Practice navigating through the genome browser. Zoom in. Zoom out. Scroll left. Scroll right. Click on a random position within the chromosome schematic. Hover your mouse over various elements in the browser window to read pop-up messages. Click on any feature for more details. Change track settings to see the impact. Then when you become hopelessly lost within the human genome or the formatting changes unexpectedly, use the BBS1 session link to get back.

The most important navigational trick to learn is how to “drag-and-select or click to zoom” from within the base position track. This trick will allow you to zoom in to a specific location within the browser window, a navigational trick we will use repeatedly. Master it now. Hover your mouse anywhere within the base position track until a tiny “drag select or click to zoom” popup message appears. Now you are in the right place to “click” then “drag” (with your finger on the trackpad) to perform the “Drag-and-Select” trick. When you do it correctly, you will create a box around the portion of the gene/genome you want to zoom into (red arrow, Figure 1.6) AND a “Drag-and-Select” window will open. Can’t get “click and drag” to work? Again, hover your mouse within the base position track until a tiny “drag select or click to zoom” popup message displays. Now you are in the right place to “right click” or “click” then drag to perform the “Drag-and-Select” trick.

Figure 1.6: The drag select or click to zoom tool is very useful.

Again, if you zoom in close enough you will see a short segment of the human genome sequence (top strand only) within the Base Position evidence track (Figure 1.7, A). How do I know the genome sequence displayed is the top strand¹⁰? Because the arrow to the left of the genome sequence (see red Asterix, Figure 2.2) is pointing to the right (—>). In molecular biology, the blunt end of an arrow represents the 5’ end of a DNA strand while the pointed end of an arrow represents the 3’ end. Always.

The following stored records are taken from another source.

PR #101, opened 2023-08-23
CRS unit recognition and better convex hull calculations

### LINKED ISSUE #64: `viz_stop()` convex hull area incorrect when "km" units are used
**Describe the bug**

Area calculation in `_create_map_title_text()` is incorrect when "km" units are set - m2/Km2 units are inverted by the if statement:
    - Getting 175,465,852,248km2 for a near rectangular convex cull covering England and Wales when instantiating `GtfsInstance` with `units="km"`- should be ~250,000Km2 (based on Wales/England width and height being approx 500Km by 500Km when measuring the distances). 

Fix:
Area units after calculating area will always be in m2 if the CRS units are in m:
    - this is true even if the GTFS units are in Km - the CRS units define the area's unit (CRS EPSG:27700 is in m).
    - Therefore, I think the `if` statement isn't needed and the following code snippet will always return the area in Km if the CRS unit is in m.
    - Fix could look like this [replacing lines](https://github.com/datasciencecampus/transport-network-performance/blob/96f48a9588b8e119812fad18e21cb8481b325bc5/src/transport_performance/gtfs/validation.py#L73-L76)(tested locally and it works):
```
hull_km2 = gdf.to_crs(geom_crs).area / 1000000
```
    - But would also need to make sure the unit of the CRS is also m.

**Environment**

 - OS: macOS
 - Python version: 3.9.13
 - Java version: 11

**Steps to reproduce**

Area remains consistent regardless of the GTFS units.

cbrowning04:
## Description

Fixes #64

## Motivation and Context

The reasoning for this PR is to ensure that convex hull areas are being correctly calculated. More specifically, when units are 'km' in a `GtfsInstance` object. These changes lead to the convex hull area being calculated correctly depending on the CRS units, rather than the `units` attribute of a `GtfsInstance` object.

## Type of change

## How Has This Been Tested?

This has been tested through unit tests and also local testing. Multiple CRS have been tested and have yielded the correct results. The convex hull area also returned as the correct value when setting units to 'km' for the GTFS instance.

Test configuration details:
* OS: Windows 10
* Python version: 1.9.13
* Java version: N/A

## Checklist:

### DIFF
--- a/src/transport_performance/gtfs/validation.py
+++ b/src/transport_performance/gtfs/validation.py
@@ -8,6 +8,7 @@ import datetime
 import numpy as np
 import os
 import inspect
+import warnings
 
 from transport_performance.gtfs.routes import scrape_route_type_lookup
 from transport_performance.utils.defence import (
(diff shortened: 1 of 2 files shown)


ethan-moss (approved):
Thanks for working on this fix - it looks good to me!

I've tested this locally to show:
- The convex hull's area calculation is now (correctly) decoupled from the units of the GTFS file: I tried both "m" and "km" and get the same area in Km2 regardless of the GTFS units
- The unit conversion (m/km) is now (correctly) done on the CRS's units <--- this is a nice touch and a much better way of solving the problem, nicely done!
- A `UserWarning` was triggered when the CRS requested has units not in "m" or "km". This is a nice feature, since together with the `geopandas` warning it's clear a difference CRS needs to be provided for the area calculation:
- The added unit test passes, without new warnings, and tests this expected functionality:

Note: the `UserWarning` checked by `pytest` will be the one triggered by `geopandas` since this is the one raised first. So technically, the unit test wouldn't check the `UserWarning` raised by this function which could be a silent failure. Instead, i've changed the `UserWarning` to a `ValueError` and have updated the unit test to suit. It now checks for both the `geopandas` `UserWarning` and this `ValueError` at the same time. It also now stops at the point the `ValueError` is raised, as opposed to continuing to export the .html output when `viz_stop()` is called <--- this last point I think it important, since we know the convex hull's area estimate would be incorrect, so lets not export something in this case.

All other unit tests pass as expected too <--- diff is small, and does not impact other files, so all good. We can merge this fix to close out the bug. Thanks again!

In the example shown in Figure 1.7, the Gene Prediction track displays an exon-intron junction (See asterix - intron is to the left, exon to the right). Moreover, the amino acid sequence is displayed on top of the exon schematic and positioned directly below each 3 bp codon. For example, “D” (aspartic acid) is coded by the G-A-C codon. Now you try it. Zoom into any exon-intron junction. If you do not see the amino acid sequence displayed on top of the exon schematic, right click on the gray rectangle corresponding to the Gene Prediction track then choose, “Configure RefSeq Curated”. Then change “Color track by codons:” from “OFF” to “genomic codons”. Take note, this trick may be useful in the future.

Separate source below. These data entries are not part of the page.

PR #117, opened 2023-09-04
109 develop windows os ci

### LINKED ISSUE #109: Develop windows OS CI

r-leyshon:
## Description

Updating CI workflow to account for developers working on specific modules on Windows.
Fixes #109

## Git Workflow

This branch has been brought up to date with the current state of `dev` branch.
## CI Strategy

This PR introduces a new CI workflow:

`.github/workflows/windows-build.yml`

This workflow installs dependencies, runs a stripped back set of tests.

Step: “Run Integration Tests” uses the following pytest command:
`pytest -m runinteg --runinteg --deselect tests/osm/ --deselect tests/population`

It is basically checking the scraping logic only.

Step:  “Test with pytest”  uses the following command:
`pytest --deselect tests/osm/ --deselect tests/population # run only tests with no osmosis or geos dependencies`

This deselects all tests within the osm & population test modules. These modules can be assumed to be incompatible with windows os and as such, we would not adopt a windows-compatible badge.

## Handling Paths

`transport_performance.utils.defence._is_path_like` has been refactored to `transport_performance.utils.defence._handle_path_like` and breaking changes across the package updated (I noticed it had been used in `urban_centres/raster_uc` module).

This utility passes on windows, Mac and ubuntu. It first uses `os.path.realpath` to sort out relative paths or paths containing symbolic links. It then returns a `pathlib.Path` object. It no longer raises on discovery of `\\` in paths and I do not expect that to pose a problem.

A regex pattern in `tests/gtfs/test_validation` needed to be updated so that it can handle windows or macos type ValueError messages containing file paths.

A test in `tests/utils/test_defence.py` was removed as no longer required. This test checked the behaviour of raising on condition where path contains “\\\”. **Please let me know if there is something I have not accounted for…**

## Dependencies

`pandas` version fixed before 2.1.0
`dev` merged `matplotlib` req of >=3.7.0.


.github/workflows/windows-build.yml
```diff
@@ -0,0 +1,28 @@
+# This workflow will install Windows dependencies, run tests and lint with Python 3.9
+# For more information see: https://docs.github.com/en/actions/automating-builds-and-tests/building-and-testing-python
+
+name: Python package on Windows
+on:
+  push:
+    branches: ["109-develop-windows-os-ci"]
```
SergioRec: Do we want to change this to 
```
on:
  push:
  pull_request:
    branches: [ "dev", "main" ]
```

Otherwise my understanding is that it won't do anything after this branch is gone.

SergioRec (commented):
Added issue #120 about how to handle backslashes in string paths in macOS.

All code and tests run fine locally, minor issue/question in CI yaml.

.github/workflows/windows-build.yml
ethan-moss: Good catch! This has been updated in the latest commit.

ethan-moss (approved):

The drag-select tool was used to zoom in close to a small portion of an exon intron junction of BBS1. As you can see the first 4 nucleotides of the exon shown are G-A-C-C.

Figure 1.7: The drag-select tool was used to zoom in close to a small portion of an exon intron junction of BBS1. As you can see the first 4 nucleotides of the exon shown are G-A-C-C.

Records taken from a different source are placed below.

PR #132, opened 2023-09-14
119 e2e example

### LINKED ISSUE #119: e2e example

ethan-moss:
## Description

An initial end-to-end example. Closes #119. 

Changes in the PR are limited to just a new notebook and TOML file, and a slight change to `requirements.txt` to fix the `r5py` version.

## Motivation and Context

This adds in an initial attempt at developing an end-to-end run through, applying all the package modules developed so far. It also a first attempt at `analyse_network` and `metrics` stages. The motivation for merging this PR is so these attempts are stored with the main codebase to support further development at a later stage. It also fixes the version of `r5py` to the latest release (v0.1.0).

## Type of change

## How Has This Been Tested?

Manual QA-ing performed throughout, but not unit test developed for this PR. It is purely research inside a notebook.

Test configuration details:
* OS: macOS
* Python version: 3.9.12
* Java version: 11

## Advice for reviewer

You will need to re-install `requirements.txt` to review this PR, since we up-version `r5py` to 0.1.0.

A detailed review of the notebook is not required here, since it's not productionised code. Only a review of the overall application/methods plus attempting to re-run the notebook is required at this stage.

Input data sources have been shared separately.

## Checklist:

- [ ] I have made corresponding changes to the documentation
- [ ] I have added tests that prove my fix is effective or that my feature works

## Additional comments

None

### DIFF
--- a/notebooks/e2e/e2e.py
+++ b/notebooks/e2e/e2e.py
@@ -26,9 +26,11 @@ import datetime
 import geopandas as gpd
 import pandas as pd
 import gtfs_kit as gk
+import folium
 
 from pyprojroot import here
 from shapely.geometry import box
+from folium.map import Icon
 from r5py import (
     TransportNetwork,
     TravelTimeMatrixComputer,
@@ -309,12 +311,11 @@ trans_net = TransportNetwork(
 travel_time_matrix_computer = TravelTimeMatrixComputer(
     trans_net,
     origins=centroid_gdf,
-    # destinations=centroid_gdf[centroid_gdf.within_urban_centre],
+    destinations=centroid_gdf[centroid_gdf.within_urban_centre],
     departure=datetime.datetime(2023, 8, 8, 8, 00),
-    transport_modes=[
-        TransportMode.TRANSIT,
-        TransportMode.WALK,
-    ],
+    departure_time_window=datetime.timedelta(hours=1),
+    max_time=datetime.timedelta(minutes=45),
+    transport_modes=[TransportMode.TRANSIT],
 )
 
 # %%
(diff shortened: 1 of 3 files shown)


notebooks/e2e/e2e.py
```diff
@@ -0,0 +1,921 @@
...
+            os.makedirs(dir_name)
+        m.save(save)
+
+    return m
+
+
+# %%
+# visualise for an ID within the UC
+UC_ID = 4110
+assert UC_ID in travel_times.to_id.unique()
```
r-leyshon, line 551: Use of assert outside of unit tests to be discouraged. See [bandit docs](https://bandit.readthedocs.io/en/latest/plugins/b101_assert_used.html) for more on that. OK with it being in a notebook but wouldn't want to see this in src.

notebooks/e2e/e2e.py
```diff
@@ -0,0 +1,921 @@
...
+# %%
+# merge the population input raster files to form one larger area
+# use regex to ensure 2020 data, CRS, and resolution are as expected in name
+if pop_config["override"]:
+    merge_raster_files(
+        here(pop_config["input_dir"]),
+        os.path.dirname(here(pop_config["merged_path"])),
+        os.path.basename(pop_config["merged_path"]),
+        subset_regex="GHS_POP_E2020_GLOBE_R2023A_54009_100_",
+    )
```
r-leyshon, line 149: `merge_raster_files` uses `check_parent_dir_exists(create=False)` - change to True or expose this parameter in the api for `merge_raster_files`, running in the e2e notebook required me to create the directory. Suggest raising separate issue.

notebooks/e2e/e2e.py
```diff
@@ -0,0 +1,921 @@
...
+    column="travel_time",
+    column_control_name="Travel Time",
+    point_control_name="Destination Centroid",
+    caption="Median Travel Time (mins)",
+    save=save_path,
+)
+
+# %%
+# visualise for an ID within the UC
+UC_ID = 3974
```
r-leyshon, line 598: Scenario to handle? I worked through the notebook with GHS pop2030 . I didn't get UC_ID 3974 for some reason.

`travel_times.to_id.unique()`
`…3945, 3946, 3947, 3948, 3949, 3950, 4004, 4005, 4006, 4007, 4008,…`

I have the intermediate outputs on my local machine if any of this would be useful in troubleshooting. Are the IDs consistent in time series? Is it a problem if they're not?

r-leyshon (changes requested):
All suggested adaptations are in #145 for your consideration @ethan-moss .

I popped a few comments in the e2e.py about things you may wish to discuss, but would not prevent a merge to dev. 

Overall, an excellent implementation of everyone's work over the last few months. The commenting was thorough enough for me to be able to find all the data sources needed to execute the cells. 

Feature request - data ingestion helpers for GHS & OSM? Happy to dicsuss, but wouldn't seem feasible for BODS.

notebooks/e2e/e2e.py
ethan-moss: Setting `create=True` here is not the right strategy, it will lead to incorrect and unintuitive function behaviour.

This function expects input files within an existing directory, and it's this directory we're checking. Creating the directory if it doesn't exist wouldn't work here because if the directory doesn't exist the input files do not exist either. Then, creating a new directory would lead to an error a few lines later when the search for .tif files happened - it's a new empty folder with no input data and so it would raise an error. It could also lead to lint if a user forgets to delete the empty folder. 

I'd recommend to not raise the separate issue. I'm happy to resolve this conversation if you are too?

This function has however been fully brought up to date with `defence.py` in PR #146.

notebooks/e2e/e2e.py
ethan-moss: This is an interesting find!

I don't think it's a scenario to handle since the IDs are purely supposed to be a unique identifier within the context of the area being explored. As long as the IDs are unique across the board, then that's all good.

The only thing I can think of that would cause changes in IDs would be the boundaries or thresholds are changed when reading in the population data. The IDs are assigned in 'order' from the top leftmost corner, so if any of the boundaries or thresholds are changed the IDs would change too. If it's not this, we should for sure explore in more detail to find the cause, since for the same boundary and thresholds the IDs should be the same.

notebooks/e2e/e2e.py
ethan-moss: Interesting read, I didn't know this, thanks! I agree with your view there - keeping an assert here is OK, we're not looking to compile to optimised bytecode so there is no chance for that assert to be removed. Even if it was, it's just a notebook and the worst case scenario is a KeyError would be raised a little later on.

notebooks/e2e/e2e.py
r-leyshon: I take your point here. Unfortunately, running the notebook results in `FileNotFoundError: Parent directory ~/Users/richardleyshon/Documents/transport-network-performance/data/external/population ~ not found on disk.`

If you would prefer not to expose the parameter, then it would be best to ensure the directory can be depended upon to exist. Chucking a .gitkeep in the appropriate folder and updating the .gitignore behaviour, for example.

ethan-moss: This is the expected behaviour - the error you are getting is the exact error that needs to be thrown. If the input directory doesn't exist then an error is needed since it can't proceed without any input data.

I wouldn't be in favour of a solution that has a fixed requirement on the expected input directory either. That solution would be too rigid, and wouldn't work well when installing the package from pypi say (can't enforce the github repo structure).

The current implementation is the correct one for me i.e. no input directory = error - the function needs input data to work (the function is globbing files within the directory, so it's the directory's existence that needs to be checked first).

Let me know if I'm missing anything.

1.4.1 Test Your Understanding

What year was the most recent Human Genome Assembly uploaded to the UCSC genome browser?
Go to the UCSC Genome Browser home page. Hover your mouse over the “Genome Browser” link in the toolbar at the top of the page. Choose “Reset all User Settings” in the pop up menu. Choose the Feb. 2009 Human Genome Assembly and click “Go”. How many evidence tracks are displayed in the Browser window?
Where is BBS1 located on chromosome 11, the long arm or the short arm?
Search for the gene, SOD1. Which chromosome is it on?
Where is SOD1 located? On the long arm or short arm of the chromosome?
Search for the gene, ACVR1. Which chromosome is it on?
Where is ACVR1 located? On the long arm or short arm of the chromosome?
Fill in the blank. Have you noticed a trend? The short arm of each chromosome is always positioned on the _______?
First, use my session link to jump to BBS1. Then use the Drag and Select tool to zoom into the beginning of exon 2 of BBS1. Continue to zoom in until you are close enough to see the genome sequence. What are the first four nucleotides?